Fortunes et impôt sur le revenu : pourquoi les plus riches paient si peu
Le taux d'imposition des 0,1 % des foyers les plus riches atteint 26 %. Décryptage sur ces gros patrimoines qui échappent à l'impôt sur le revenu.
12 sept. 2026 · Rédaction IAKA · source : Le Figaro — Impôts

Le débat autour de la contribution fiscale des ménages les plus fortunés refait surface, notamment en ce qui concerne l'impôt sur le revenu. Des analyses récentes révèlent des données significatives quant au taux d'imposition effectif appliqué aux 0,1 % des foyers les plus riches. Ces chiffres interrogent la progressivité du système fiscal et la perception de l'équité.

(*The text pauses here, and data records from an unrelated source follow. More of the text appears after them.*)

PR #197, opened 2025-05-14
pulled extracting caches out of timer.

cwittens:
Maybe I am not seeing something, but wouldnt it make more sense to have all the `get_temp` outside of the `@trixi_timeit timer() "hyperbolic terms" begin` timer? This would make it more consisting with the other equations.

### DIFF
--- a/src/equations/hyperbolic_serre_green_naghdi_1d.jl
+++ b/src/equations/hyperbolic_serre_green_naghdi_1d.jl
@@ -257,7 +257,7 @@ function create_cache(mesh, equations::HyperbolicSerreGreenNaghdiEquations1D,
     # 5: eta, v, D, w, H
     N = ForwardDiff.pickchunksize(5 * nnodes(mesh))
     template = ones(RealT, nnodes(mesh))
-    h = DiffCache(template, N)
+    h = DiffCache(zero(template), N)
     b = DiffCache(zero(template), N)
     b_x = DiffCache(zero(template), N)
     H_over_h = DiffCache(zero(template), N)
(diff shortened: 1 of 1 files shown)


src/equations/hyperbolic_serre_green_naghdi_1d.jl
```diff
@@ -303,28 +303,28 @@ function rhs!(dq, q, t, mesh,
     dh, dv, dD, dw, dH = dq.x # dh = deta since b is constant in time
     fill!(dD, zero(eltype(dD)))
 
+    # First, we extract temporary storage from the `cache`.
+    # Since we use `DiffCache` from PreallocationTools.jl, we need to extract the
+    # appropriate arrays using `get_tmp` and need to pass an array with the element
+    # type we want to use, e.g., plain `Float64` or some dual numbers when using AD.
+
```
ranocha, line 310:
```suggestion
```

ranocha (commented):
The SGN equations use the same approach, see
 https://github.com/NumericalMathematics/DispersiveShallowWater.jl/blob/8e2f9463bb613bc3fd31230610c7cb28f6602bd3/src/equations/serre_green_naghdi_1d.jl#L503-L505

https://github.com/NumericalMathematics/DispersiveShallowWater.jl/blob/8e2f9463bb613bc3fd31230610c7cb28f6602bd3/src/equations/serre_green_naghdi_1d.jl#L592-L594

https://github.com/NumericalMathematics/DispersiveShallowWater.jl/blob/8e2f9463bb613bc3fd31230610c7cb28f6602bd3/src/equations/serre_green_naghdi_1d.jl#L683-L687

https://github.com/NumericalMathematics/DispersiveShallowWater.jl/blob/8e2f9463bb613bc3fd31230610c7cb28f6602bd3/src/equations/serre_green_naghdi_1d.jl#L796-L801

JoshuaLampert:
I assume extracting the cache is basically for free, right? So it doesn't really make a difference to put it in the timer or outside. One could argue that if the extracted caches are only used in the hyperbolic terms (which is the case here), they should also be within that timer. This is not the case, e.g., for the BBM-BBM equations because there part of the cache (e.g. `etav`, `Dv, tmp1`) are used in the "deta hyperbolic" part and other parts (`v2, tmp2`) are used in the "dv hyperbolic" part.  (You could of course split the extraction into several parts within their respective timer, but that would introduce some unnecessary code lines.) But I don't care much.
If extracting the cache takes a noticeable amount of time we could also consider putting it into its own timer, but I doubt this is the case.

cwittens:
From the fact that the benchmarking results between main and 25e7bca are identical, it is probably negligible. 
Sorry for the confusion.

JoshuaLampert:
Just for clarification: The [benchmarking results](https://github.com/NumericalMathematics/DispersiveShallowWater.jl/pull/197#issuecomment-2880715152) runs benchmark on the whole `rhs!` function, not only the parts of the code that are wrapped in `@trixi_timeit timer()` blocks. These timed blocks are only used for the timing printed by the `SummaryCallback`. So to see if extracting the caches takes some time, you would need to compare the results reported by the `SummaryCallback` at the end of a simulation. However, I still think this is negligible.

PR #201, opened 2025-05-16
Document `plot_initial = true`

### LINKED ISSUE #199: `plot_initial` may be confusing
`plot(plot_semi => sol, plot_initial = true)` plots the initial condition passed to the semidiscretization at the *final* time. This can be confusing. Maybe we should rename this argument to `plot_analytical` or `plot_exact` or so?

JoshuaLampert:
Closes #199.


ranocha (approved):
Thanks!

PR #37, opened 2017-05-12
firefox: Update to 45.9.0esr

ashie:
Also update firefox-l10n to 45.9.0esr

I confirmed it on:

* master
* pyro
* morty


ashie:
We also trying to make a recipe for 52esr but not completed yet.

https://github.com/mozilla-japan/meta-browser/tree/firefox-52.1esr-wip

It includes following patches but we'll remove them when we send a pull request, because they are far from stable:

* EGL support
* Wayland support
* OpenMAX support

PR #38, opened 2017-05-15
chromium: Remove duplicate patch

mdavis777:
Do-not-depend-on-Linux-4.5.patch is a duplicate of unset-madv-free.patch.


otavio:
@mdavis777 it is not a duplication but a revert. Am I missing something?

otavio:
@mdavis777 sorry, my bad. It is indeed a duplication. I will merge it

PR #55, opened 2017-07-19
chromium: remove more Werror flags

yangjiel:
Apply a commit to **not** treat warnings as errors.
(cc1plus: all warnings being treated as errors.)

Original commit from: https://github.com/OSSystems/meta-browser/commit/76f46c4dc91523783a0f209d3f77a7a1404956a8 This commit is the parent commit in last pull request that I submitted.

I have compiled through and without any other error.


kraj:
since its for morty, I dont care as much but I dont want such patches for master. We should
be fixing errors and not hiding them

otavio:
Agreed but it is merged in master already also logically we would bump the release prior making fixes

kraj:
we should try to see what would it take to revert it on head. What are issues we see ?
they should be fixed may be we should do that after we upgrade chromium to latest.

Issue #62, opened 2017-11-10
chromium: Update to a new version


rakuco:
Additional context in [this oe-devel thread](http://lists.openembedded.org/pipermail/openembedded-devel/2017-November/115561.html).

We're currently still packaging Chromium M54 and Chromium M53 + ozone-wayland, both of which are ancient releases by Chromium's standards.

I've [done the work](https://github.com/rakuco/meta-browser/tree/chromium62) to move the existing recipe to M62 (the current stable milestone upstream) based on [my own recipe](https://github.com/rakuco/meta-crosswalk), we now need to break up the ~60 commits in my branch into logical chunks and start merging them.

Depending on how long it takes to get everything merged, we might need to move to M63 directly.

This is a meta issue to track everything we need to do in terms of splitting up the existing commits in my chromium62 branch:
* [x] Drop the ozone-wayland recipe. oz-wl has been unmaintained upstream for years and there is no point in trying to get it to work with M62 or later. Doing so allows us to greatly simplify the rest of the recipe.
* [x] Actual recipe bug fixes that also apply to M54.
* [x] Remove unnecessary patches, as well as patches that can be replaced by gyp options.
* [x] Recipe simplification: drop a few checks for things we build unconditionally, stop setting a few variables here and there, adjust installation directory layout.
* [x] Adjust recipe dependencies: add implicit ones, remove unnecessary ones.
* [x] Move to GN, still on M54. Also requires some additional recipe simplification.
* [x] Move to M62 (should be easy once everything else is done).

rakuco:
@jaragunde @twoerner @kraj

twoerner:
I've don't use wayland, so I'm not interested in ozone-wayland. But if the wayland stuff still works then I'm not opposed to keeping it as its own recipe, stuck at version 53. If it doesn't work then we should get rid of it in master and provide a check in the new chromium6x recipe to make sure the user isn't trying to build against wayland.

rakuco:
I _think_ it currently works in the sense that right now master builds with it, but I've never tried it myself and am not a big fan of the idea of shipping a dangerously old and insecure Chromium version.

All the other changes I've made depend on getting rid of the existing oz-wl recipe to simplify the main recipe and allow us to move to a newer release, so if anything I'd rather have a completely separate recipe (i.e. `recipes-browser/chromium-ozone-wayland`) with a copy of what we have at the moment than having to deal with it in recipes-browser/chromium.

twoerner:
[...]

PR #63, opened 2017-11-13
Remove chromium-wayland recipe and related tasks/settings.

rakuco:
This is a first step towards updating the main Chromium recipe to a more
recent milestone. The ozone-wayland project has been unmaintained for a long
time, and we will not be able to keep supporting it as-is without
significant overhead; meanwhile, there has been work upstream to make
Chromium work on Wayland, and we should be able to leverage it within a few
milestones.

See also: #62.


otavio:
@twoerner I am fine with this change. If you are fine too, please merge.

PR #64, opened 2017-11-13
chromium: Minor, assorted recipe improvements.

rakuco:
This is the second step of many towards moving the existing Chromium recipe to M62.

This pull request is also quite simple even though it has more than 1 commit: mostly expanding `DESCRIPTION` and `HOMEPAGE`, switching to an https fetch URL and a few other things that couldn't fit in other categories of changes we need to land.

See also: #62.


rakuco:
@otavio @twoerner

PR #67, opened 2017-11-13
chromium: Simplify the M54 recipe.

rakuco:
This is one of the bigger chunks of the changes required for us to get to Chromium 62.

This pull request simplifies the Chromium recipe now that the CEF and ozone-wayland recipes have been removes:
* Stop setting a few redundant variables.
* Drop the `gettext` class.
* Install some files unconditionally, remove a few subpackages that were only relevant for the CEF recipe.
* Stop generating empty an -dev package.
* Move all patches to `files/`.

See also: #62.


rakuco:
Note that the `README` is still in `recipes-browser/chromium`. It feels weird to put so much Chromium-specific text in the top-level `README`, but I can do that or move the text to the wiki if preferred.

otavio:
@rakuco I agree that adding the README on top-level README is awkward but please, in a next commit, at least put a reference on the top-level README about it so people know about its existence.

rakuco:
> but please, in a next commit, at least put a reference on the top-level README about it so people know about its existence.

Done in #68.

PR #77, opened 2017-11-28
chromium: unify recipe and move out upstream Chromium specific logic

msisov:
The intent of this change is to share as many parts of the recipe as
possible in order to easily switch between different upstream
and downstream versions of Chromium in the future.

To be more specific: chromium-gn.inc and chromium-x11.inc
are introduced.

chromium-gn.inc is used now for all the possible chromium
versions, and chromium-x11.inc will be shared between different
upstream Chromium versions. One just simply makes another
chromium-x11_{VERSION}.bb recipe and everything will be handled
automatically without dramatic changes.


recipes-browser/chromium/gn-native_62.0.3202.94.bb
```diff
@@ -14,6 +14,10 @@ S = "${WORKDIR}/chromium-${PV}"
 # evils.
 B = "${S}/out_bootstrap"
 
+
+SRC_URI[md5sum] = "98cf7b6eca255e2422f96094eccc1887"
+SRC_URI[sha256sum] = "cabc4d267bf08aabe11c5739048c43dde18c61acf595223a1c3aa1d3499558d4"
+
```
otavio: What about moving the checksum to chromium-upstream-tarball-${PV}.inc ? so we share this among multiple files and make it eaiser to upgrade.

recipes-browser/chromium/chromium-upstream-tarball.inc
```diff
@@ -0,0 +1,190 @@
...
+    file://${S}/third_party/wtl/Ms-PL.txt;md5=c1ff18e69b2e953f65f28bcbc29be275 \
+    file://${S}/third_party/xdg-utils/LICENSE;md5=a5367a90934098d6b05af3b746405014 \
+    file://${S}/third_party/yara/src/COPYING;md5=541962f9dacf27c928f57e3a7ba9e1f2 \
+    file://${S}/third_party/yasm/source/patched-yasm/COPYING;md5=a12d8903508fb6bfd49d8d82c6170dd9 \
+    file://${S}/third_party/zlib/LICENSE;md5=f09575dbfb09420642318b413159496f \
+    file://${S}/url/third_party/mozilla/LICENSE.txt;md5=437ced1e9b232651b0912a9594da43b2 \
+    file://${S}/v8/LICENSE;md5=71f2c485344c921f659ea9f7d895ea22 \
+    file://${S}/v8/LICENSE.fdlibm;md5=b17367d6c97e638599071d99a3049dfe \
+    file://${S}/v8/LICENSE.strongtalk;md5=956a43818dd13f2e93088fc2c93589d2 \
+    "
```
otavio: The checksum belongs here and it should be version specific.

recipes-browser/chromium/chromium-x11_62.0.3202.94.bb
```diff
@@ -0,0 +1,47 @@
...
+        file://musl-support/0017-Use-_fpstate-instead-of-_libc_fpstate.patch \
+        file://musl-support/0018-tcmalloc-Use-off64_t-insread-of-__off64_t.patch \
+        file://musl-support/0019-Disable-HAVE_SECURE_GETENV.patch \
+        file://musl-support/0020-Disable-mallinfo-usage-in-base.patch \
+"
+
+# Starting with M61, Chromium defaults to building with its own copy of libc++
+# instead of the system's libstdc++. Explicitly disable this behavior.
+# https://groups.google.com/a/chromium.org/d/msg/chromium-packagers/8aYO3me2SCE/SZ8pJXhZAwAJ
+GN_ARGS += "use_custom_libcxx=false"
```
otavio: Shouldn't this be common to all Chromium recipes? if so, it should be moved to chromium.inc

recipes-browser/chromium/chromium-upstream-tarball.inc
msisov: The idea is to share most of the checksums in one file, once there are upgrades and a previous version is kept for some reason, only changed checksums will be removed from here and moved to chromium-x11_{$PV}.bb. Thus, we can have as many upstream x11 versions as possible

recipes-browser/chromium/chromium-x11_62.0.3202.94.bb
msisov: Otherwise chromium-ozone-wayland, which is m64 fails to compile both in raspberry yocto and AGL environments.

recipes-browser/chromium/gn-native_62.0.3202.94.bb
msisov: The same gn version is used with m64 without any problems currently and the chromium-ozone-wayland recipe that we are going to upstream is using it without any problems. Wouldn't we end up with many chromium-upstream-tarball-${PV}.inc if we have different versions of chromium supported here? Those are chromium-x11 m62 and chromium ozone wayland m64. In any case, chromium-ozone-wayland m64 will be fetched from Igalia server with patches already applied. It is based on github.com/igalia/chromium ozone-wayland-dev branch

recipes-browser/chromium/chromium-upstream-tarball.inc
otavio: Sure. What I mean to move here are SRC_URI checksums. It can be shared and could be placed on a chromium-tarball-{version}.inc so it is included in the version-specific recipes using ${PV}.

recipes-browser/chromium/chromium-x11_62.0.3202.94.bb
otavio: I see. So m64 does not support this option?

recipes-browser/chromium/gn-native_62.0.3202.94.bb
otavio: I see your point. 

It is fine with me then. Let's wait few days and see if someone else comment.

msisov: ok!

recipes-browser/chromium/chromium-x11_62.0.3202.94.bb
msisov: there is such an option, but it requires patching the browser. 
And we haven't used this option for AGL builds and our internal yocto builds for rpi2 and rpi3. That's why we think of moving this out.

otavio: So it seems it should be used; this reduces the build time and also easy fixing of security issues if libc++ is affected. In the worse case, this should be moved to a PACKAGECONFIG.

msisov: Ok. I will work on this then and get to you back.

otavio: Just to reinforce the reasoning, it seems Debian also use this:

https://anonscm.debian.org/cgit/pkg-chromium/pkg-chromium.git/tree/debian/rules#n43

So keeping it enabled by default makes sense.

msisov: done!

kraj: disabling default C++ runtime for chromium is exception than norm. This also will enforce libstdc++ on to systems where its not expected e.g. if someone was using meta-clang and did not want to use libstdc++, so I like the idea of turning it into a packageconfig. If not then
lets keep using the chromium defaults for best results.

msisov: Will do so in the follow ups then

twoerner:
A while back (July 2016, in the chromium 48 days) when I split out the x11 and wayland parts I did the same thing, i.e. I created a patch where there was no "chromium" recipe but a "chromium-x11" and a "chromim-wayland" recipe. At that time it was felt that it would be better to have a "chromium" and a "chromium-wayland" recipe with the understanding that the default "chromium" recipe was for x11.

Is that no longer the case?
@kraj 

http://lists.openembedded.org/pipermail/openembedded-devel/2016-July/108289.html
http://lists.openembedded.org/pipermail/openembedded-devel/2016-July/108290.html

otavio:
Honestly, I hope that when Wayland work is merged upstream we can move back to a single recipe and just configure the backend we wish to use using PACKAGECONFIG. Until this happen user need to make a conscious decision about what to use.

I don't see a problem in adding the two recipes, for now. We can add a transition glue for current users, making chromium-x11 provide chromium so it is kept using the x11 as default. What do you think?

kraj:
I think it’s fine if rename happens but I think it’s better to keep the default be chromium whatever that is at a given time

msisov:
I better like the approach, when chromium is named with x11 prefix explicitly to avoid confusions.

msisov:
Chromium with Wayland support is being upstreamed at the moment and it will take some time. We will be updating the recipe accordingly

otavio:
@msisov I understand and currently having both possible recipes it does make sense. That said, we have people out there using the former name and keeping an upgrade path for them makes sense and do not adds complexity.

Il apparaît que le taux d'imposition sur le revenu pour la tranche des 0,1 % des foyers les plus aisés a connu une évolution notable. Ce taux, qui représente la part de leurs revenus réellement prélevée par l'impôt sur le revenu, s'établit désormais à 26 %. Cette information est cruciale pour comprendre la contribution fiscale de ces patrimoines importants.
Ce pourcentage soulève des questions sur les mécanismes et les dispositifs fiscaux permettant une telle situation. Plusieurs facteurs peuvent expliquer cette dynamique, incluant les régimes d'exonération, les niches fiscales ou encore la composition des revenus de ces foyers, qui peuvent inclure une part importante de revenus du capital soumis à une fiscalité différente. La discussion autour de ces éléments est essentielle pour évaluer la pertinence et l'efficacité des politiques fiscales actuelles.
La rubrique "professions-libérales" fait écho à cette problématique, car de nombreux professionnels libéraux, par la nature de leurs activités et la gestion de leur patrimoine, peuvent être concernés par ces mécanismes.